Yep I guess maintenance would be an issue with the filter up high... seems there should be a way to get around that, though?

On the other hand the Eheim you're looking at should fit fine underneath your stand so that might just be easier in the long run?

Are you planning a sump with this tank or just the Eheim?

I can't wait to see your stand! :smile:


----------



## scada57 (Jan 20, 2008)

lauraleellbp said:


> On the other hand the Eheim you're looking at should fit fine underneath your stand so that might just be easier in the long run?
> 
> Are you planning a sump with this tank or just the Eheim?
> 
> I can't wait to see your stand! :smile:


Yes, the Eheim will fit in the stand. If noise is an issue, I'll probably just try it in the basement and see if anything bad happens!

I'm not planning a sump. I was originally going to, but then realized that I'd need a lot more powerful a pump (= more electricity & $$$), and it would be an issue with the CO2.

The stand is still a work in progress, though I did see the first pieces this week (We checked the front, which is curved birdseye maple, against the curve of the tank to check the radius was correct). Looks like it's going to be perfect!

-Steve


----------



## lauraleellbp (Feb 3, 2008)

Eheims are known to be nice and quiet, so I honestly doubt you'll have a problem with noise.

I can't hear my Rena XP2 right behind me over my computer fan- and this is a laptop so the fan's not loud at all...

ooOOO Birdseye maple.... :bounce:


----------



## number1sixerfan (Nov 10, 2006)

Please get that background in some water asap so I can see how it looks. lol I am considering purchasing one for my 72g bowfront. 

Good luck with everything!


----------



## newshound (May 9, 2005)

wow lets just say that springy floors will not be a word used for that part of the house. 
btw- 4x4s have a tendancy to twist over the long run...better to attach two 2x4s together.
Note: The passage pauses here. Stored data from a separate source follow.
PR #749, opened 2025-02-05
feat(context): add support for commit-specific git diffs

deathbeam:
Allow viewing diffs for specific commits by passing commit hash/reference to the git context. This extends the existing git context functionality which previously only supported staged and unstaged changes.

The change includes:
- Updated documentation in README.md to reflect new git context options
- Modified context handler to support commit references
- Updated config description to mention commit number support

### DIFF
--- a/README.md
+++ b/README.md
@@ -267,16 +267,23 @@ If context supports input, you can set the input in the prompt by using `:` foll
 Default contexts are:
 
 - `buffer` - Includes specified buffer in chat context. Supports input (default current).
+  - `buffer:<number>` - Includes buffer with specified number in chat context.
 - `buffers` - Includes all buffers in chat context. Supports input (default listed).
+  - `buffers:listed` - Includes only listed buffers in chat context.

But I think you should be fine :hihi:


----------



## scada57 (Jan 20, 2008)

number1sixerfan said:


> Please get that background in some water asap so I can see how it looks. lol I am considering purchasing one for my 72g bowfront.
> 
> Good luck with everything!


I'll definitely be posting photos as this proceeds, but it's probably going to be at least a couple of months before the tank sees any water, as that's when the cabinet is due for completion. 

Are you looking at Pangea, or one of the other brands? I really liked the 'Back to Nature' backgrounds, but couldn't find US dealer (and the price direct from Europe was more than I was prepared to pay)

-Steve


----------



## number1sixerfan (Nov 10, 2006)

scada57 said:


> I'll definitely be posting photos as this proceeds, but it's probably going to be at least a couple of months before the tank sees any water, as that's when the cabinet is due for completion.
> 
> Are you looking at Pangea, or one of the other brands? I really liked the 'Back to Nature' backgrounds, but couldn't find US dealer (and the price direct from Europe was more than I was prepared to pay)
> 
> -Steve


I'm looking at the Pangea Amazonas II. However, I can't find a distributor that carries it online.


----------



## scada57 (Jan 20, 2008)

number1sixerfan said:


> I'm looking at the Pangea Amazonas II. However, I can't find a distributor that carries it online.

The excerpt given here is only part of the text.